§ **Task brief**: In the listing below, find each line that holds the string "Operation" and copy it.

Records START

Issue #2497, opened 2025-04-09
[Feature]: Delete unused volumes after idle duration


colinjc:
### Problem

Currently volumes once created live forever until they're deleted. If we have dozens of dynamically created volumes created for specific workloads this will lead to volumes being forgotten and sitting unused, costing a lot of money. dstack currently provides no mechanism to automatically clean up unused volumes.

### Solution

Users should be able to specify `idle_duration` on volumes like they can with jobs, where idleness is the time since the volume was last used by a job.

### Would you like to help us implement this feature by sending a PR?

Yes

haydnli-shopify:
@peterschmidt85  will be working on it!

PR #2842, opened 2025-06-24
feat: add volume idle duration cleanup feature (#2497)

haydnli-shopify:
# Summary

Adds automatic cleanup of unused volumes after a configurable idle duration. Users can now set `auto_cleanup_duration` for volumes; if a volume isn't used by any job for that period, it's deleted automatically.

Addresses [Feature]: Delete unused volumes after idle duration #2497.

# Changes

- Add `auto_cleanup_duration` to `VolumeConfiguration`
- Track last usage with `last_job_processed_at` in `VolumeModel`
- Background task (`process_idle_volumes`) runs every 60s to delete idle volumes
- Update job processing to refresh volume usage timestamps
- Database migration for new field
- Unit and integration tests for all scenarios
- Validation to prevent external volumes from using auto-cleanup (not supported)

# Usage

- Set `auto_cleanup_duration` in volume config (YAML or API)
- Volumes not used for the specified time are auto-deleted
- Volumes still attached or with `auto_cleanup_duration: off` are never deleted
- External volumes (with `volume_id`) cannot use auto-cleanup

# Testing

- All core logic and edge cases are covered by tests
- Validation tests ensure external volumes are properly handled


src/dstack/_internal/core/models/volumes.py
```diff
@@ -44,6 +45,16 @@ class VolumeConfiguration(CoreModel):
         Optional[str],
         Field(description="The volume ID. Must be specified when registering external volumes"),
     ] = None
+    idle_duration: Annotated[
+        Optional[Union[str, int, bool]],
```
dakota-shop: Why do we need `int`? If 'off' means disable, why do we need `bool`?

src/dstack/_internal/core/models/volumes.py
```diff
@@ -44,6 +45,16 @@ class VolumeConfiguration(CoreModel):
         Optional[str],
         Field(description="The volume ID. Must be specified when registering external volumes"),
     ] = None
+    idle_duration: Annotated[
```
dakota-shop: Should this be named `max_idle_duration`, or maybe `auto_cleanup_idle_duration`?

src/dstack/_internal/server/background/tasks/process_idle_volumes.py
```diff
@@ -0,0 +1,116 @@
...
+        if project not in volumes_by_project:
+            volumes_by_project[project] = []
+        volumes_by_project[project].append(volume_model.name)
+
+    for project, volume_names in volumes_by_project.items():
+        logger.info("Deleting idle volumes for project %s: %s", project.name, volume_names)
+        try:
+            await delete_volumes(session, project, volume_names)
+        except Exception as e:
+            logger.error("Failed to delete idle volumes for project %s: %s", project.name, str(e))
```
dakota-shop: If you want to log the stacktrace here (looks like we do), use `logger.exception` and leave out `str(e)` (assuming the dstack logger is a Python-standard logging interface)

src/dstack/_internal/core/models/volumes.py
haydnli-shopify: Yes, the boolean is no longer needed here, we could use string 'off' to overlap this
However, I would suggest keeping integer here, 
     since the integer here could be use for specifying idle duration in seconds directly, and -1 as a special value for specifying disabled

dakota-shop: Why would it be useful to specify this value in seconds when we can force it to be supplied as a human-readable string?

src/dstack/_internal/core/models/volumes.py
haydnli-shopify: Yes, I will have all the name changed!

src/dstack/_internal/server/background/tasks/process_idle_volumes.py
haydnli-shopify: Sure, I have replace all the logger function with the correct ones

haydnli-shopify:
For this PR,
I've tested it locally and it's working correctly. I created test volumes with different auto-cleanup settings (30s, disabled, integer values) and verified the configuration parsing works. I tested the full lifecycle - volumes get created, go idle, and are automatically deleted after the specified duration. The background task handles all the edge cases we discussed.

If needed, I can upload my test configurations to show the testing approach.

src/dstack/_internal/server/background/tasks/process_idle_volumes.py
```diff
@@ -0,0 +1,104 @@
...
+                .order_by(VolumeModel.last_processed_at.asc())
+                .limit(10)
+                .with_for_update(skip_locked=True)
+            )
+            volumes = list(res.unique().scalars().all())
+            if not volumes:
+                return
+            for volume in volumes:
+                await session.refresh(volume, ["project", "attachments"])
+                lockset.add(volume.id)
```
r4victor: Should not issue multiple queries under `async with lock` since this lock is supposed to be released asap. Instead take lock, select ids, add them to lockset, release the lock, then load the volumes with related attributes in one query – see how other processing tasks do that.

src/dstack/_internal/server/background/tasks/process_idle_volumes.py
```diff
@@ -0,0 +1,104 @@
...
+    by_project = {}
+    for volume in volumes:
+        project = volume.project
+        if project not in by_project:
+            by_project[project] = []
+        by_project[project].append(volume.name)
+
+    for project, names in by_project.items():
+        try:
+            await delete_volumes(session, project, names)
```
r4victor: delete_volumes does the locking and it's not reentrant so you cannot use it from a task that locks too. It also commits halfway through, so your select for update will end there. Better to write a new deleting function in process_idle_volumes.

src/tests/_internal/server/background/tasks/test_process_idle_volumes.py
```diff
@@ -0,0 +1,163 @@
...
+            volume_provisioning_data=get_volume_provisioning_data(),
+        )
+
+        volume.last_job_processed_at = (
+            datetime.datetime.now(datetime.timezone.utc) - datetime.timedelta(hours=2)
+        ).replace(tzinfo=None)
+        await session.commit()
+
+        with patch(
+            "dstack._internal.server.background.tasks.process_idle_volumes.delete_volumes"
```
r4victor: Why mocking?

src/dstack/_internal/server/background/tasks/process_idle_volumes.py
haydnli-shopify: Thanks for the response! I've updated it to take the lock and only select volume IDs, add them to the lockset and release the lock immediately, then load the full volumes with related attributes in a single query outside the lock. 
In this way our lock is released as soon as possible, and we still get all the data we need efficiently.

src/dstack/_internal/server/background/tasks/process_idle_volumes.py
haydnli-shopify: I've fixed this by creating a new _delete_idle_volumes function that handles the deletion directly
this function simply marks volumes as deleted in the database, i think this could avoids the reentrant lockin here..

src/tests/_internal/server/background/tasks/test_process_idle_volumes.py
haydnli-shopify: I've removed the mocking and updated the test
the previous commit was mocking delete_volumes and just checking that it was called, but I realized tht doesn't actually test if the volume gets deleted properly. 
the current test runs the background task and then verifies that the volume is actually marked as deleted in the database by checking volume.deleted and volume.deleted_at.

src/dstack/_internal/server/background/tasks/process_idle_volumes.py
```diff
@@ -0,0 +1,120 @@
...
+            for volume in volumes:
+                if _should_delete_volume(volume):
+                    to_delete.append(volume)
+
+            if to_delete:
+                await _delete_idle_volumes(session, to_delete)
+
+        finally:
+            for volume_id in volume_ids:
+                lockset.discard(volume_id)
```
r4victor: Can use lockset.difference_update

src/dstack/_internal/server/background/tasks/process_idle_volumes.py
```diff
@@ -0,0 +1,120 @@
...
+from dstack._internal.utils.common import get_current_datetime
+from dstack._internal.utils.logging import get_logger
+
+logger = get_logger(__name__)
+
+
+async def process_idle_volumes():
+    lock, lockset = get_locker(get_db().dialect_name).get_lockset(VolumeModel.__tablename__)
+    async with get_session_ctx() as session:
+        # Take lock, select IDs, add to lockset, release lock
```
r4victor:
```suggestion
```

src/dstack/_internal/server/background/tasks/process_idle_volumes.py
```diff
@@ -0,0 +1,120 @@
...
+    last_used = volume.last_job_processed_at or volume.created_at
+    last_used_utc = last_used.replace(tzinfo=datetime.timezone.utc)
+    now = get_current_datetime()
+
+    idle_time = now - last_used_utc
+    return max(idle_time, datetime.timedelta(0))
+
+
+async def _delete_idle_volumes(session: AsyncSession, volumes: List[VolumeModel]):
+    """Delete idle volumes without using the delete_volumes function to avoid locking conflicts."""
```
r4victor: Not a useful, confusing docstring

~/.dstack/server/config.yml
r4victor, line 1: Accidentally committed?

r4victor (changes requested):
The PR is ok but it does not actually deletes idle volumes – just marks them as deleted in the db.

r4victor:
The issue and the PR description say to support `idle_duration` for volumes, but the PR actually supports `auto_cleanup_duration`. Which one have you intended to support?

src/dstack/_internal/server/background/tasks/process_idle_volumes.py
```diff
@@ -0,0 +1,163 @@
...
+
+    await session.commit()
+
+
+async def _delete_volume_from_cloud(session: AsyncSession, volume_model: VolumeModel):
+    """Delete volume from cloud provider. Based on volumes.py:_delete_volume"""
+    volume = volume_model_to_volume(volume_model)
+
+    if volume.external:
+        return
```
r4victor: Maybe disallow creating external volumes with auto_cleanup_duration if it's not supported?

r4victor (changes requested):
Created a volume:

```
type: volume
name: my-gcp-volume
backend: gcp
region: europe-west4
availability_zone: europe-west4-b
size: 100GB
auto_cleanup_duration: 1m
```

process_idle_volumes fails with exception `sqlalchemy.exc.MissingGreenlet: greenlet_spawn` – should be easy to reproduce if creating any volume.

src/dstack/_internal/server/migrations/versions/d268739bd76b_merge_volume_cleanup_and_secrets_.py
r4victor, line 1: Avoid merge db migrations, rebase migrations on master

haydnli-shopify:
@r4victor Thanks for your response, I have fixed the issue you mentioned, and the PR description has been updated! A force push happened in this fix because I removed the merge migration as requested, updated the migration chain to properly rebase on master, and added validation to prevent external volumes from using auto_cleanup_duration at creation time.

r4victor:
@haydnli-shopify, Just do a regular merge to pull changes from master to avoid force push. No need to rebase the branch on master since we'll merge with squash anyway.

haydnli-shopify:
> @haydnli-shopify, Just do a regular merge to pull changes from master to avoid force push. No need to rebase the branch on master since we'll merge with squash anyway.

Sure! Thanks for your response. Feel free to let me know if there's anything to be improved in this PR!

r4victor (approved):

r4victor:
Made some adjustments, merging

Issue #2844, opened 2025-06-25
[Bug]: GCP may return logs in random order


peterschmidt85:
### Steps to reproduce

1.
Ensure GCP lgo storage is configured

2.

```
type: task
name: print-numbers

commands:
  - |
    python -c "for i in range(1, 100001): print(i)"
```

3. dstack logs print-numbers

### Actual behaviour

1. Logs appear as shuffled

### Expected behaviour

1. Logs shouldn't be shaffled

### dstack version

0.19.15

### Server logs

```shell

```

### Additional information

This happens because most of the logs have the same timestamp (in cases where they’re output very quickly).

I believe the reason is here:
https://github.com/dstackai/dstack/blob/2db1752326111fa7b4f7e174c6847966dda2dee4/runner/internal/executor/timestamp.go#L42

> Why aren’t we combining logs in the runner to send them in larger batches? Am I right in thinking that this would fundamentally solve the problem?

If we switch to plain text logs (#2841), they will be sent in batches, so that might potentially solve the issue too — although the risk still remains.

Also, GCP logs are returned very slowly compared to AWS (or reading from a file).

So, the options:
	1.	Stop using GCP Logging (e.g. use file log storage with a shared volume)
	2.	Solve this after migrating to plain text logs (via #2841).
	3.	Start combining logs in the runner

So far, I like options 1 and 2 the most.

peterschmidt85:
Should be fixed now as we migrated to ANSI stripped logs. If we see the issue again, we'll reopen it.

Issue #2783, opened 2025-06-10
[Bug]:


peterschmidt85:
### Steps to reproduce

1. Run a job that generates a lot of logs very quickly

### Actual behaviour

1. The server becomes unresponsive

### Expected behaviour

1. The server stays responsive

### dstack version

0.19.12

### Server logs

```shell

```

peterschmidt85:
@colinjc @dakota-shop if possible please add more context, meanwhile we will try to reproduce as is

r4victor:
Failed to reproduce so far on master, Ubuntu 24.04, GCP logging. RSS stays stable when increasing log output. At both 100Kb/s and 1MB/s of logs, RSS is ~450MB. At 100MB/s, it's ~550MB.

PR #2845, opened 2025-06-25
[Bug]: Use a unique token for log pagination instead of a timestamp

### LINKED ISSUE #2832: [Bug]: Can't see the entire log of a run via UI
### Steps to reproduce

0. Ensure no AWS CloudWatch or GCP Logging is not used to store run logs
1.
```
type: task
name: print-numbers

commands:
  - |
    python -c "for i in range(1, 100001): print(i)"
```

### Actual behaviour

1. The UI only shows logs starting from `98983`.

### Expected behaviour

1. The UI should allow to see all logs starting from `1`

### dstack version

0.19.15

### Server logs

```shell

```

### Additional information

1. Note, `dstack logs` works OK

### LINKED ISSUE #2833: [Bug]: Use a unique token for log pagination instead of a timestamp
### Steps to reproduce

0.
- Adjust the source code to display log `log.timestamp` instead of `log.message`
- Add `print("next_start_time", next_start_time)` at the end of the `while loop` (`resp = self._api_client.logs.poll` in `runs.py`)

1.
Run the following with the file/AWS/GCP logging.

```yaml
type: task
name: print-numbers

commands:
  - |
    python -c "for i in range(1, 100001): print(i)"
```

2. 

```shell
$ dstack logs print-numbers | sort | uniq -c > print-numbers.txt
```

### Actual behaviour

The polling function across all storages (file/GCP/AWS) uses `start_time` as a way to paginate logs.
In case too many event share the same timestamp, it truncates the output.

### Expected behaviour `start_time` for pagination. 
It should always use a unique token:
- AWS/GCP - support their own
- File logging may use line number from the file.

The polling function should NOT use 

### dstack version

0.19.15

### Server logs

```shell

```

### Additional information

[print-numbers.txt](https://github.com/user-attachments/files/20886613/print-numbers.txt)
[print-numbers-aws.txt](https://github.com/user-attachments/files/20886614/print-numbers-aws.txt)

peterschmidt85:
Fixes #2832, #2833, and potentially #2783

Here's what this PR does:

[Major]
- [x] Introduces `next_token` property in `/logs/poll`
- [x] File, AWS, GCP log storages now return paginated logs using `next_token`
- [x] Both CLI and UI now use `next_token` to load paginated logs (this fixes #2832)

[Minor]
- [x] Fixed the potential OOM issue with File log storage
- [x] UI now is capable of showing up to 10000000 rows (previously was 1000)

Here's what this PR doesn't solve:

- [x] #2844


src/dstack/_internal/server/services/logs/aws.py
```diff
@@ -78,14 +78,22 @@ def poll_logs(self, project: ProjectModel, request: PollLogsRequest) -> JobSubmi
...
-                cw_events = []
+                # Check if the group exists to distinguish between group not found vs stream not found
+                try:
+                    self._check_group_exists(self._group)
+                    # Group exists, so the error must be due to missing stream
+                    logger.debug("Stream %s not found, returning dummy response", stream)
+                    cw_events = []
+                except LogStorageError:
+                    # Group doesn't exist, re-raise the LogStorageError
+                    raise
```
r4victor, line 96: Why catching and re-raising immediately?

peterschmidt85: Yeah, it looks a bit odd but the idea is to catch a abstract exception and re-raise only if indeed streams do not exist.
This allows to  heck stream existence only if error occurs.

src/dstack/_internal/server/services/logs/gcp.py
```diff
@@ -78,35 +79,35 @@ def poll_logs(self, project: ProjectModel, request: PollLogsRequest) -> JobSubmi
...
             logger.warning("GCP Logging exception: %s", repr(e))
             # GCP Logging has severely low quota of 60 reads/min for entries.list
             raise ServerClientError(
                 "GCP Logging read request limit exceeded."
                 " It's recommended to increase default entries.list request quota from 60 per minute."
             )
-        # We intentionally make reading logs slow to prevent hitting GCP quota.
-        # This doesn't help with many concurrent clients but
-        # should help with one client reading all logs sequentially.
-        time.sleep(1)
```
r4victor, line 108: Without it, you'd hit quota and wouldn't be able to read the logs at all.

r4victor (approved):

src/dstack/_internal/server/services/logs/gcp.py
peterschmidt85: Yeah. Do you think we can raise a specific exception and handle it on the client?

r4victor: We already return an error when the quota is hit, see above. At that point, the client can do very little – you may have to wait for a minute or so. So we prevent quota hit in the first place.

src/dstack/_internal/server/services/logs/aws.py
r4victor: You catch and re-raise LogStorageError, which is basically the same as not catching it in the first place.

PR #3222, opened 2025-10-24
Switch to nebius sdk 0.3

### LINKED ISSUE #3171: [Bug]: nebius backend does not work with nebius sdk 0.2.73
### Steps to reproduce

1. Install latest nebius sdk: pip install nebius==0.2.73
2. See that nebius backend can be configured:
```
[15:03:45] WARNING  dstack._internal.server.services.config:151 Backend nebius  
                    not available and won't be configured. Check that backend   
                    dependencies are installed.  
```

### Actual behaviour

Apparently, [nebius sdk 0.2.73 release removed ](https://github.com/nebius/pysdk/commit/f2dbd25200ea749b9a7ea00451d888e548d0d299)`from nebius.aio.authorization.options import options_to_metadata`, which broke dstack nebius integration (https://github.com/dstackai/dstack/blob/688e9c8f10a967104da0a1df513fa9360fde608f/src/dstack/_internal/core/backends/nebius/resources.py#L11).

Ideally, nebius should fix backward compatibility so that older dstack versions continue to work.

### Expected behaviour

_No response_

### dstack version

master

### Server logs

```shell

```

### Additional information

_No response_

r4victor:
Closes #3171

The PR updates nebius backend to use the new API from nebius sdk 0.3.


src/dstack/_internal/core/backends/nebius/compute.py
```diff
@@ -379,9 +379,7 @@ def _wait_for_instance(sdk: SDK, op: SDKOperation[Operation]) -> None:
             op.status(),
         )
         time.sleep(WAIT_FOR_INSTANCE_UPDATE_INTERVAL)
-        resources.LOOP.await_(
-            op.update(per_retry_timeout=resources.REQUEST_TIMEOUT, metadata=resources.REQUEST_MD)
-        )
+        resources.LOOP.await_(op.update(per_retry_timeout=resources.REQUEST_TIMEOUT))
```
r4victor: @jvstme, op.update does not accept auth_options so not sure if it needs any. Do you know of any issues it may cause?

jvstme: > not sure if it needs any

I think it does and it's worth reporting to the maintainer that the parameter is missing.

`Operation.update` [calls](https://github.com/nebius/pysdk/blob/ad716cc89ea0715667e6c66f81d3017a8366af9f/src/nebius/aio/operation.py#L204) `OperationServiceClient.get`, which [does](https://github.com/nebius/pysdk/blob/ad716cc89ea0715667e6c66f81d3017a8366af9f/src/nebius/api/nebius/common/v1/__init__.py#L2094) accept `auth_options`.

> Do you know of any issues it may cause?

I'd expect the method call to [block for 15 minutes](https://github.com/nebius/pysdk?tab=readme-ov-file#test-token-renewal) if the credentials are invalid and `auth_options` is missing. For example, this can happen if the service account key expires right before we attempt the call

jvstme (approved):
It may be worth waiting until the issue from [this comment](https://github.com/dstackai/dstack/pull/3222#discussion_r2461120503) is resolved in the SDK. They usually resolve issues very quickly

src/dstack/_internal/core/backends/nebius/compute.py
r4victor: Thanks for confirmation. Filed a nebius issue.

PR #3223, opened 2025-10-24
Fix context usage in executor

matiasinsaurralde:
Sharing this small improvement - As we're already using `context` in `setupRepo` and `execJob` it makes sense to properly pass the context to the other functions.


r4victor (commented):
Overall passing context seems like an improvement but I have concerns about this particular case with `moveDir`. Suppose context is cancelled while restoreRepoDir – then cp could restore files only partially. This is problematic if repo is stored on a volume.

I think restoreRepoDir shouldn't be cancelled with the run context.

Records END

§ **Response to this task**:
@@ -379,9 +379,7 @@ def _wait_for_instance(sdk: SDK, op: SDKOperation[Operation]) -> None:
`Operation.update` [calls](https://github.com/nebius/pysdk/blob/ad716cc89ea0715667e6c66f81d3017a8366af9f/src/nebius/aio/operation.py#L204) `OperationServiceClient.get`, which [does](https://github.com/nebius/pysdk/blob/ad716cc89ea0715667e6c66f81d3017a8366af9f/src/nebius/api/nebius/common/v1/__init__.py#L2094) accept `auth_options`.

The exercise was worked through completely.